To formally serve a bill of costs, you will also serve a court document called a notice of commencement. This court document will state the amount you are seeking from the paying party. It will also state that another court document named point of dispute is due in 21 days’ time. Points of dispute is a document which the costs lawyer for the paying party will prepare. If the paying party wish to challenge a certain item claimed in the bill of costs, they will need to put this in the points of dispute documents and state the reasons why.

Failure of the paying party to serve points of dispute within 21 days of the receiving party’s notice of commencement will potentially result in the paying party losing their right to challenge the costs claimed and will be liable for the full amount claimed by you in the bill of costs.

You then have 21 days from service of the points of dispute to respond to the challenges made; this is called points of reply.

If both parties are still unable to reach an agreement as to the amount payable by the paying party, then you can make a request to the court for a hearing for the costs judge to determine the amount payable.

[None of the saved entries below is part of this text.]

PR #1, opened 2024-06-06
OpenVR device managment

CascadianVR:
started work on implementing OpenVR for Basis.


dooly123:
got a few bugs, will be merged once checked :) first one!

CascadianVR:
Fixed some bugs
The openvr package should now be added automatically to the package manager via a local .tgz file.
Headset and controllers now track, connect and disconnect properly.

Fixed a big where opening the steamvr menu freezes tracking.
One known bug is sometimes controller roles (left and right) are swapped or the same. Turning them off and on fixes this for now.

I plan on adding input now for movement.

dooly123:
looks good will like everything else needs some TLC but another problem for another day

PR #23, opened 2024-09-27
fixed the mirror on desktop

dooly123:
time top test


dooly123:
works in desktop just fine, 


switching into vr borks it. (need to handle camera switching from and too vr.

rotation in vr is also wrong.

PR #26, opened 2024-09-30
Execute Non-Destructive Modular Framework during avatar builds if it is installed in the project

hai-vr:
If Non-Destructive Modular Framework is installed in the project, execute it when building an avatar from a Prefab.

Only when hooked, the Prefab is instantiated, the processor runs, and a new Prefab in created in the Assets/ZZZ_Generated/ folder.

If NDMF is not installed, the build process remains unchanged from the original behavior.

### DIFF
--- a/Packages/HVRBasisNDMF/Scripts/Editor.meta
+++ b/Packages/HVRBasisNDMF/Scripts/Editor.meta
@@ -1,0 +1,8 @@
+﻿fileFormatVersion: 2
+guid: 510e6e3a9936bba449517be785e685e0
+folderAsset: yes
+DefaultImporter:
+  externalObjects: {}
+  userData: 
+  assetBundleName: 
+  assetBundleVariant: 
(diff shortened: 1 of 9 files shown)


hai-vr:
I was able to confirm that non-destructive avatar components such as Modular Avatar Merge Armature and Prefabulous could run during the avatar prefab build process for Basis.

- NDMF itself appears to work mostly; it does have the same general import issues as other apps, as it requires some DLLs to exist in the project first (HarmonyLib, System Collections Immutable)
- As for Modular Avatar, it can run with a few modifications (https://github.com/bdunderscore/modular-avatar/pull/1232). Many components remain unavailable in Basis, but at least [Merge Armature](https://modular-avatar.nadena.dev/docs/reference/merge-armature) works.
- I don't have a solution at the moment for the requirement that local avatar tests must be Addressable prefabs (instead of scene objects), so to test the avatar in-editor, it needs to be built first, and then the generated prefab is to be made Addressable.

Unity_eWW83LCOfy

PR #27, opened 2024-09-30
Distance-Based UI-Reparenting

RadioArtz:
The BasisUIReparenter reparents the UI object to the LocalPlayer if they move too far away from the UI. This solves the issue where the UI becomes unusable if the player falls infinitely or is involuntarily moving in some other way.

While it might be preferable to make the distance a global setting instead of configuring it per script, I've opted not to implement that for now to avoid cluttering the settings UI.

https://github.com/user-attachments/assets/66b50b85-f374-4cff-96ca-3a66e4c98ad9


dooly123:
thanks for taking the time to fix this part.

dooly123:
I have merged this in however i was able to get the UI to flip 180 when moving away, 

let me know if you can replicate.

RadioArtz:
Have also gotten this report from another source, gonna look into a fix!

PR #28, opened 2024-10-13
Add native rendering plugin

Error-mdl:
Added simple native rendering plugin to patch vulkan sampler states to add linear mip blending (aka trilinear filtering) when using anisotropic sampling to match d3d11 behavior in unity. Potentially, this plugin could be used for other things in the future. Source code for plugin will be pushed to a separate repo.


Error-mdl:
source code is temporarily here, should be moved to a repo owned by dooly: [https://github.com/Error-mdl/tempBasisNativeGfx](https://github.com/Error-mdl/tempBasisNativeGfx)

dooly123:
thanks, error means a lot, man my life is getting busy with all this.

PR #42, opened 2024-10-30
Skip overly defensive controller rejection

yewnyx:


dooly123:
still defensive but excluding left and right controller.

PR #45, opened 2024-11-30
Philosophy of Basis

yewnyx:
A first pass at explaining the principles of Basis, especially to avoid unfortunate misunderstandings.


yewnyx:
(note for anyone looking back at this: I am the original author)

PR #50, opened 2024-12-02
:sparkles: Highlight microphone icon when talking

AnotherFoxGuy:
This PR adds a simple highlight to the microphone icon when it receives audio
This should make it way more obvious when your microphone isn't sending any audio

### DIFF
--- a/Assets/Prefabs/Loadins/Main Camera.prefab
+++ b/Assets/Prefabs/Loadins/Main Camera.prefab
@@ -400,6 +400,7 @@ MonoBehaviour:
   MicrophoneCanvas: {fileID: 3373432966423603715}
   MicrophoneMutedIcon: {fileID: 7951072778522726859}
   MicrophoneUnMutedIcon: {fileID: 1908197658278707850}
+  MicrophoneUnMutedIconTransform: {fileID: 1619504432556682231}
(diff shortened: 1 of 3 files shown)


dooly123:
will test shortly, thanks for taking the time and effort it's appreciated!

dooly123:
ok, it will work, I will update the code to in the update loop and skip setting it if the colour hasn't changed. let me know if you want to do that tho.

dooly123:
would fading in and out look better aswell?

AnotherFoxGuy:
>  skip setting it if the colour hasn't changed

I can add that 

> would fading in and out look better aswell?

I was thinking of maybe scaling it up a bit when active, but I'm not sure if that would become annoying after a while

dooly123:
only way to know is to try!

> > skip setting it if the colour hasn't changed
> 
> I can add that
> 
> > would fading in and out look better aswell?
> 
> I was thinking of maybe scaling it up a bit when active, but I'm not sure if that would become annoying after a while

AnotherFoxGuy:
I've added some scaling to the icon, let me know if it is too much or annoying

dooly123:
You all good love committers merging tomorrow

PR #660, opened 2026-03-19
Update network shims again

BoatFloater:
* Add `RequestOwnershipIfNone` which just shims `RequestWhoIsOwnershipAsync` as void instead of Task for Cilbox

Rework fixes from this PR: https://github.com/BasisVR/Basis/pull/659
* Remove override logic in `BasisShims`.`MakeNetworkable` because the base `BasisNetworkBehaviour` will already do it automatically when `AddComponent` is called
* Make `LowLevelGetHierarchyPath` not add any sibling index if it is already a unique sibling

Let me know if this works for you @Toys0125 @Mr-Zero88

### DIFF
--- a/Basis/Packages/com.basis.framework/Networking/BasisNetworkBehaviour/BasisNetworkBehaviour.cs
+++ b/Basis/Packages/com.basis.framework/Networking/BasisNetworkBehaviour/BasisNetworkBehaviour.cs
@@ -235,16 +235,44 @@ namespace Basis
             Component[] components = obj.gameObject.GetComponents(obj.GetType());
             int index = System.Array.IndexOf(components, obj);
 
-            pathBuilder.Append($"{obj.gameObject.name}[{obj.transform.GetSiblingIndex()}]_{obj.GetType().FullName}_{index}");
+            pathBuilder.Append($"{obj.gameObject.name}{SiblingIndexIfNeeded(obj.transform)}:{obj.GetType().FullName}_{index}");
             Transform current = obj.transform.parent;
 
             while (current != null)
             {
-                pathBuilder.Insert(0, $"{current.name}[{current.GetSiblingIndex()}]/");
+                pathBuilder.Insert(0, $"{current.name}{SiblingIndexIfNeeded(current)}/");
                 current = current.parent;
             }
 
             return pathBuilder.ToString();
+        }
+        private static string SiblingIndexIfNeeded(Transform t)
+        {
+            Transform parent = t.parent;
+            string name = t.name;
+            if (parent == null)
+            {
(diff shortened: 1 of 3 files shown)


Basis/Packages/com.basis.framework/Networking/BasisNetworkBehaviour/BasisNetworkBehaviour.cs
```diff
@@ -235,17 +235,45 @@ public static string LowLevelGetHierarchyPath(BasisNetworkContentBase obj)
...
+                {
+                    if (go != t.gameObject && go.name == name)
+                    {
+                        return $"[{t.GetSiblingIndex()}]";
+                    }
+                }
+            }
+            else
+            {
+                int childCount = parent.childCount;
```
Toys0125, line 265: wouldn't transform.find be faster in this block?

Basis/Packages/com.basis.shim/Shims/BasisNetworkShim.cs
```diff
@@ -47,5 +47,10 @@ public override void OnPlayerJoined(BasisNetworkPlayer player)
         {
 			PlayerJoined?.Invoke( player );
         }
+
+        public void RequestOwnershipIfNone()
+        {
+	        RequestWhoIsOwnershipAsync();
```
Toys0125, line 53: Needs testing as cilbox also tracks time a function takes and may timeout cilbox.

Basis/Packages/com.basis.framework/Networking/BasisNetworkBehaviour/BasisNetworkBehaviour.cs
BoatFloater: I avoided `Find` because it doesn't work if the name has "/" in it and it could find the target GO (instead of any number of siblings of the same name); better to iterate through all siblings to be sure

Basis/Packages/com.basis.shim/Shims/BasisNetworkShim.cs
BoatFloater: I tested it. Since I don't `await` here, it returns immediately

Basis/Packages/com.basis.framework/Networking/BasisNetworkBehaviour/BasisNetworkBehaviour.cs
dooly123: never use transform.find security risk

dooly123: ow actually, its not bad interesting i have learned something

PR #671, opened 2026-03-22
Fixed the master audio slider not affecting player voices

timothysoup:


dooly123:
no, we need to make sure we always have a catch all for the audio, the real reason the audio is not working with the master is we never do  in the player audio  playeraudio * listener volume

dooly123:
If you would like to fix it just need to multiply in the remote audio system

timothysoup:
#673

PR #673, opened 2026-03-22
Fixed the master audio not affecting player voices

timothysoup:


Basis/Packages/com.basis.framework/Networking/Recievers/BasisAudioReceiver.cs
```diff
@@ -579,10 +579,11 @@ private void ProcessNoResample(float[] data, int frames, int channels)
             Buffer.BlockCopy(segment, 0, _inputScratch, 0, frames * sizeof(float));
 
             float dampen = DirectionalDampeningMultiplier;
+            float listenerVolume = AudioListener.volume;
```
dooly123: why dont we just use the saved volume in the settings, accessing audiolistener.volume i suspect is slower then that

PR #687, opened 2026-03-25
Update OpusSharp to v1.6.3

SineVector241:


SineVector241:
Note: OpusSharp automatically switches to use the static version when inside an iOS runtime. Not sure if unity also provides the same runtime information.

PR #697, opened 2026-03-27
add loading scene

BoatFloater:
* Add BasisLoadingScene
  * Loads when another scene unloads if there are no scenes left
  * Has a floor and skybox & resets the main camera clear flags to skybox
* Move Initialization to `com.basis.framework`
  * It depends on prefabs from `com.basis.framework`


dooly123:
i was just thinking about this today

BoatFloater:
Ah nice; it's been in the back of my mind for a bit and I just had some time to take a crack at it

dooly123:
tested looks good, well done.

PR #700, opened 2026-03-28
Fix Pollution of Client Builds in CI

Toys0125:
When the headless saved the cache, it pollutes the cache with its build settings. So decided its best to reuse the client's cache but not save it. And added explicit build setting guard to the client build pipeline.


Toys0125:
Going to delete my branch to clear all the history after this.

PR #701, opened 2026-03-28
feat(sdk): add BasisParameterDriver for declarative animator parameter control

towneh:
## Summary

- Adds `BasisParameterDriver`, a `StateMachineBehaviour` that executes
  parameter operations (Set, Add, Random, Copy) on animator state entry.

- Adds `BasisParameterDriverEditor`, a custom inspector providing a
  card-based UI for managing operations with foldouts, reordering, and
  per-type field layouts.

## Motivation

Currently there is no SDK-level way for creators to declaratively modify
animator parameters in response to state transitions. Creators either
need to write custom MonoBehaviours or rely on complex animator setups
to achieve common patterns like:

- Setting a parameter to a fixed value on state entry
- Accumulating a value over repeated transitions (Add)
- Randomising int/float/bool parameters with configurable ranges and
  repeat prevention
- Copying one parameter to another with optional range remapping

`BasisParameterDriver` covers all of these as a drop-in
`StateMachineBehaviour`.

## What's included

| File | Purpose |
|------|---------|
| `BasisParameterDriver.cs` | Runtime behaviour — data model, execution logic, type-safe read/write helpers |
| `BasisParameterDriverEditor.cs` | Custom inspector — operation list UI with add/remove/reorder |

### Operation types

| Type | Description |
|------|-------------|
| **Set** | Write a constant value to the destination parameter |
| **Add** | Read current value, add a delta, write back |
| **Random** | Roll a random float/int/bool with min/max, chance, and repeat prevention |
| **Copy** | Read from a source parameter and write to destination, with optional range remapping |

### DIFF
--- a/Basis/Packages/com.basis.sdk/Scripts/BasisParameterDriver.cs
+++ b/Basis/Packages/com.basis.sdk/Scripts/BasisParameterDriver.cs
@@ -60,8 +60,12 @@ public class BasisParameterDriver : StateMachineBehaviour
     // Runtime state
     // ------------------------------------------------------------------
 
-    // Tracks previous int values per parameter for preventRepeats.
-    private readonly Dictionary<string, int> _lastIntValues = new Dictionary<string, int>();
+    // Tracks previous int values per parameter hash for preventRepeats.
+    private readonly Dictionary<int, int> _lastIntValues = new Dictionary<int, int>();
+
+    // Pre-computed parameter name hashes (populated once on first enter).
+    private int[] _destHashes;
+    private int[] _srcHashes;
 
     // ------------------------------------------------------------------
     // StateMachineBehaviour callbacks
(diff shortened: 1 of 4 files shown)


Basis/Packages/com.basis.sdk/Scripts/BasisParameterDriver.cs
```diff
@@ -0,0 +1,210 @@
...
+    // Tracks previous int values per parameter for preventRepeats.
+    private readonly Dictionary<string, int> _lastIntValues = new Dictionary<string, int>();
+
+    // ------------------------------------------------------------------
+    // StateMachineBehaviour callbacks
+    // ------------------------------------------------------------------
+
+    public override void OnStateEnter(Animator animator, AnimatorStateInfo stateInfo, int layerIndex)
+    {
+        foreach (Operation op in operations)
```
dooly123: use a for loop instead of foreach here there is a performance difference when you store the ,length outside for the loop loop.

Basis/Packages/com.basis.sdk/Scripts/BasisParameterDriver.cs
```diff
@@ -0,0 +1,210 @@
...
+            Execute(animator, op);
+    }
+
+    // ------------------------------------------------------------------
+    // Execution
+    // ------------------------------------------------------------------
+
+    private void Execute(Animator animator, Operation op)
+    {
+        if (string.IsNullOrEmpty(op.destination))
```
dooly123: could we validate this code another way leading to always having valid data that then wouldnt require this check anymore?

Basis/Packages/com.basis.sdk/Scripts/BasisParameterDriver.cs
```diff
@@ -0,0 +1,210 @@
...
+            return;
+
+        AnimatorControllerParameterType destType = GetParamType(animator, op.destination);
+        if (destType == 0)
+        {
+            Debug.LogWarning($"[RNGParamDriver] Destination parameter '{op.destination}' not found on animator.", animator);
```
dooly123: BasisDebug.LogWarning Exists

Basis/Packages/com.basis.sdk/Scripts/BasisParameterDriver.cs
```diff
@@ -0,0 +1,210 @@
...
+                int result = UnityEngine.Random.Range(min, max + 1);
+
+                if (op.preventRepeats && range > 1 &&
+                    _lastIntValues.TryGetValue(op.destination, out int last) && last == result)
+                {
+                    result = min + ((result - min + 1) % range);
+                }
+
+                _lastIntValues[op.destination] = result;
+                animator.SetInteger(op.destination, result);
```
dooly123: use the hash converter else everytime you do this it has to find it

https://docs.unity3d.com/6000.3/Documentation/ScriptReference/Animator.StringToHash.html

Basis/Packages/com.basis.sdk/Scripts/BasisParameterDriver.cs
```diff
@@ -0,0 +1,210 @@
...
+
+    // ------------------------------------------------------------------
+    // Helpers
+    // ------------------------------------------------------------------
+
+    private static float ReadParamAsFloat(Animator animator, string name, AnimatorControllerParameterType type)
+    {
+        switch (type)
+        {
+            case AnimatorControllerParameterType.Float: return animator.GetFloat(name);
```
dooly123: yer the hash table will do better here

Basis/Packages/com.basis.sdk/Scripts/BasisParameterDriver.cs
```diff
@@ -0,0 +1,210 @@
...
+            default: return 0f;
+        }
+    }
+
+    private static void WriteParam(Animator animator, string name, AnimatorControllerParameterType type, float value)
+    {
+        switch (type)
+        {
+            case AnimatorControllerParameterType.Float:
+                animator.SetFloat(name, value);
```
dooly123: and here

dooly123 (commented):
i could merge it currently as it does work but i think fixing the below issue will make it faster for everyone

dooly123:
once its merged i will add it to the avatar police content do you want this to work in worlds and scenes aswell?

Basis/Packages/com.basis.sdk/Scripts/BasisParameterDriver.cs
towneh: Moving to hash table look ups should be much cleaner now to check for 0

Basis/Packages/com.basis.sdk/Scripts/BasisParameterDriver.cs
towneh: Using

Basis/Packages/com.basis.sdk/Scripts/BasisParameterDriver.cs
towneh: Now using a for loop

Basis/Packages/com.basis.sdk/Scripts/BasisParameterDriver.cs
towneh: implemented

Basis/Packages/com.basis.sdk/Scripts/BasisParameterDriver.cs
towneh: implemented

Basis/Packages/com.basis.sdk/Scripts/BasisParameterDriver.cs
towneh: noted and implemented

PR #703, opened 2026-03-31
Prevent Face Tracking from sending when disconnected from server.

Toys0125:
At the moment the script will continue to send to the network channel after disconnect from server, which will be null.

## Additions
* Adds a event action called OnLocalPlayerConnectionStateChanged
* LocalPlayerIsConnected invokes events

## Improvement
* Adds check if can send in face tracking.
* Adds event delegate function for state change.

### DIFF
--- a/Basis/Packages/com.basis.framework/Networking/BasisNetworkConnection.cs
+++ b/Basis/Packages/com.basis.framework/Networking/BasisNetworkConnection.cs
@@ -22,22 +22,7 @@ namespace Basis.Scripts.Networking
     {
         public static NetPeer LocalPlayerPeer { get; set; }
         public static NetworkClient NetworkClient { get; set; } = new NetworkClient();
-        private static bool _localPlayerIsConnected;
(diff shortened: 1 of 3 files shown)


Basis/Packages/com.basis.framework/Networking/BasisNetworkConnection.cs
```diff
@@ -22,7 +22,22 @@ public static class BasisNetworkConnection
...
+            get => _localPlayerIsConnected;
+            set
+            {
+                if (_localPlayerIsConnected == value)
+                {
+                    return;
+                }
+
+                _localPlayerIsConnected = value;
+                OnLocalPlayerConnectionStateChanged?.Invoke(value);
```
dooly123: im not a big fan of bool changes callback fires from that, 

its ever so slower then just calling = true & invoke(); seperately

dooly123: im also pretty sure we have a callback already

WHAT REDUCTION WILL I ACHIEVE IF I CHALLENGE THE OTHER SIDE’S LEGAL FEES?

Each individual case has a different background and the solicitors’ costs and disbursements are all different. There may be circumstances throughout the individual case which will warrant a challenge on the legal fees claimed which will limit the amount payable. For example, if the case was of a routine, non-complex nature, then the case does not warrant a senior solicitor whose hourly rate would be high.

On average, we achieve a reduction of 30% on the costs claimed by the receiving party for their solicitors’ fees and disbursements. This percentage is not set in stone and could be more or less, dependent on the individual facts of the case.

HOW MUCH WILL I RECEIVE IF THE OTHER SIDE CHALLENGE THE AMOUNT OF MY LEGAL FEES?

Each individual case has a different background and your solicitors’ costs and disbursements are all different. There may be circumstances throughout the individual case where the paying party challenge a certain item that is claimed which may warrant a limit on the legal fees. For example, if the case was of a routine, non-complex nature, and you had a senior solicitor working on it whose hourly rate is extremely high, then no doubt the paying party will challenge this by saying that the case did not warrant a senior solicitor. They will then probably offer a lower grade of solicitor who has a lower hourly rate.

On average, cost lawyers can recover 92% of the costs claimed by their clients against the paying party, ie. your solicitors’ fees and disbursements. This percentage is not set in stone and could be more or less depending on the individual facts of the case.